The Greatest Common Factor (GCF) is a key concept in polynomial factorization. It's the highest number that can evenly divide all the terms in a polynomial. Identifying the GCF simplifies the polynomial and makes further factoring steps easier.
For example, in the polynomial \(-3x^3 + 12x^2 + 36x\), the GCF is the largest term that factors out from -3x^3, 12x^2, and 36x. Here, the GCF is 3x:

• -3x^3 ÷ 3x = -x^2
• 12x^2 ÷ 3x = 4x
• 36x ÷ 3x = 12

After factoring out the GCF, the expression simplifies to 3x(-x^2 + 4x + 12).

A quadratic expression is a polynomial of degree 2, usually in the form ax^2 + bx + c. Factoring a quadratic expression involves breaking it down into simpler terms that, when multiplied, give back the original expression.
In our example, after factoring out the GCF, we have the quadratic expression inside the parentheses: -x^2 + 4x + 12. We need to rewrite this quadratic in a factored form.
The key is to find two numbers that multiply to the product of the coefficient of x^2 term (-1) and the constant term (12), which is -12, and add up to the coefficient of the x term (4).

• The numbers -2 and 6 fit these criteria
• -2 * 6 = -12 and -2 + 6 = 4

This allows us to rewrite the quadratic as -(x-6)(x+2).

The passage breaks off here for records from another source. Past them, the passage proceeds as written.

PR #716, opened 2026-09-12
fix: preserve stored reasoning while removing duplicate references

B1gM8c:
## Summary

- Rebase the fix onto current `main` (`b42d553`).
- Keep the existing native reasoning normalization rules unchanged.
- After normalization, remove an `rs_` `item_reference` only when a full `reasoning` item with the same ID still exists inline.
- Preserve a sole stored-item reference and preserve full reasoning items whose `encrypted_content` is null, empty, non-string, or omitted; the existing sanitizer still strips unreadable ciphertext.

## Why

The previous predicate treated null/empty/non-string `encrypted_content` as proof that an item was unstored. As the review pointed out, that wire shape is ambiguous for a credential-bearing native caller when encrypted reasoning was not requested. Dropping the full item could therefore remove legitimate stored reasoning from in front of a later tool call.

The invariant we can prove locally is narrower: when the normalized request contains both a full reasoning item and an `item_reference` with the same `rs_` ID, the reference is redundant. Removing only that reference avoids duplicate-ID rejection without guessing storage state or stranding a sole pointer.

## Regression coverage

The routing regression now covers all of these cases in one direct-credential/native replay path:

- full reasoning plus same-ID reference: keep the sanitized full item, drop only the duplicate reference;
- null, empty, and non-string encrypted payloads without a matching reference: keep the sanitized full items;
- a bare unrelated `rs_` reference: preserve it;
- substituted/stateless continuation and compaction behavior: unchanged;
- no signed-provider state is written as a side effect.

A negative-control run against the pre-fix main revision (`34b8842`) failed at the exact new assertion because the full null-ciphertext reasoning item was deleted. The patched test passes.

## Verification

- `npm run check`
- `node --test test/routing.test.mjs` — 140 passed
- `node --test test/state-owner.test.mjs` — 11 passed
- focused routing regression — passed
- secret-pattern scan of the PR diff — no matches

The full suite was also run before the final rebase: 4,132 passed, 26 skipped, and 2 failed. Both failures were reproduced unchanged on an untouched main worktree: the desktop panel test expects English while the rendered control snapshot is Chinese, and the setup rollback test is intercepted by the machine-wide ECC pre-commit secret scanner. Neither failure touches this patch. After the final rebase, the complete routing and state-owner suites above were rerun successfully.

## Scope and privacy

Only `CHANGELOG.md`, `src/router.mjs`, and `test/routing.test.mjs` are changed. No local provider configuration, credentials, endpoint values, generated state, or installation artifacts are included.


duolahypercho:
Thanks for slicing this out of #699 — the duplicate `rs_` id (full item inline **plus** an `item_reference` for the same id) is a real hazard and worth fixing on its own.

Two things block it as written:

1. **The evidence predicate does not hold.** `encrypted_content: null` is the normal shape of a *stored* reasoning item whenever the caller did not ask for `include: ["reasoning.encrypted_content"]` — it says the ciphertext was not requested, not that the item was never stored. `src/router.mjs:2338-2342` states this design intent explicitly ("credential-bearing callers … can fall back to the native stored-item namespace after an unreadable encrypted payload is removed"), and the new code reverses it without amending that comment.

2. **The landed behaviour is wider than the description.** `test/routing.test.mjs:3142` asserts that the three `invalidStatelessPayloads` items are dropped, and none of them has a matching `item_reference` — so this is "drop every reasoning item with a null/empty ciphertext", not "drop only that item and its matching reference". The practical cost is a reasoning item dropped out from in front of its `function_call`, which the Responses API rejects: it trades a hypothetical 400 for a certain one. The new trigger is also ungated by caller flags, so it reaches the compaction-V1 path whose stored-reference contract `src/router.mjs:4058-4062` deliberately preserves.

A narrower version that I think gets the whole benefit: run the existing `flatMap` unchanged, then drop an `rs_` `item_reference` only when the same id is **still present inline** as a full reasoning item in the forwarded input. That removes the redundant reference, keeps the item (ciphertext stripped) so the stored-namespace fallback still works, and can never strand a reference that is the sole pointer — no flag gating needed.

Separately: could you attach the request capture that showed the failure? The path needs `substitutedCaller === false`, which today is essentially the unmerged signed-routing work, so a real payload would tell us whether the pair actually appears in the wild and which half the backend rejects.

duolahypercho:
Reviewed line by line. The change is well-scoped and the test genuinely fails when reverted — I traced the pre-fix branch to confirm. One question needs settling before I merge, and it is empirical rather than a code issue.

**Useful scheduling note first:** this does not conflict with #703, #708, #715 or #727. Those all touch the *output* transform pipeline in `handleResponses` (~4327-4460); this touches *input* normalization (`normalizeNativeInput`, ~2455) and its call site at ~4057. Disjoint ranges, no double-gating and no reasoning-dropped-twice risk, so it can land independently of that stack.

**The concern: the code is broader than the description.** The CHANGELOG frames the fix around a *pair* — a full `reasoning` item plus a following `item_reference` with the same `rs_` id. But `explicitlyUnstoredReasoningIds` is built from full reasoning items alone and never checks that a paired reference exists. The test confirms it: all three `invalidStatelessPayloads` entries have no `item_reference` at all and are still dropped, including for a direct-credential caller.

That matters because `{type: "reasoning", id: "rs_…", encrypted_content: null}` is also the shape a genuinely native, `store: true` item can have when the request did not ask for `reasoning.encrypted_content` in `include`. That is what the adjacent "historical format repair" was written for — its comment at `src/router.mjs:2337` says credential-bearing callers "can fall back to the native stored-item namespace after an unreadable encrypted payload is removed." This PR reverses that fallback for exactly the `null`/`""`/non-string cases, and the two situations produce byte-identical JSON, so the code cannot tell them apart.

**So: does OpenAI's Responses API ever serialize `encrypted_content: null` (own key, null value) for a real stored item whose caller did not request the include — or does it omit the key entirely?** If it omits the key, this is safe as written and I will merge it. If it emits `null`, this drops legitimately stored items for credential-bearing callers. Nothing in the repo can answer it; a live probe can. If you have a capture showing which, that settles it.

One incompleteness worth noting either way: the drop-set is rebuilt per request from full items only, so a later turn that sends just the bare `item_reference` — normal as Codex shrinks history — reproduces the original 400, since `dropUnstoredReasoningReferences` is false for a credential-bearing caller. Your commit message is upfront that the fix is scoped to "the request-local pair", which by construction cannot survive a turn boundary; flagging it so it is on the record rather than as a change request.

Also worth updating the `src/router.mjs:2337` comment, since it now describes a fallback this narrows.

duolahypercho:
Checks are green, but the branch conflicts with main and cannot be merged as it
stands. Please rebase onto current main and I will take another look.

B1gM8c:
Thanks for the review. I rebased the branch onto the current `main` (`b42d553`) and force-pushed `799a719`.

I also replaced the broad `encrypted_content` predicate with the narrower post-normalization rule you suggested:

- run the existing reasoning cleanup unchanged;
- collect only full `reasoning` items that still survive inline;
- drop an `rs_` `item_reference` only when that same ID is present in the surviving inline set;
- keep sole references and keep null/empty/non-string ciphertext reasoning items after the existing sanitizer removes unreadable ciphertext.

I do not have a new sanitized live capture that can distinguish the ambiguous stored/unstored wire shapes, so the updated patch no longer relies on that inference. Instead, the regression is scoped to the duplicate-ID invariant. A negative control on pre-fix main fails at the new assertion because the full null-ciphertext item is deleted; the patched routing suite passes 140/140 on current main. The PR description now includes the detailed verification and the two unrelated full-suite baseline failures.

Factoring involves breaking down a complex expression into product of simpler expressions. It's used to simplify polynomials, solve quadratic equations, and find roots. Steps in factoring include:

• Identifying the GCF and factoring it out
• Rewriting the remaining polynomial in a factorable form
• Combining all factored parts into one expression

In our exercise, we already factored out the GCF (3x) and rewrote the quadratic expression (-x^2 + 4x + 12) as -(x-6)(x+2).
Now, combining these steps gives us:

• 3x(-x^2 + 4x + 12) = 3x[-(x-6)(x+2)]
• = -3x(x-6)(x+2)

Thus, the completely factored form of the original polynomial is \(-3x(x-6)(x+2)\).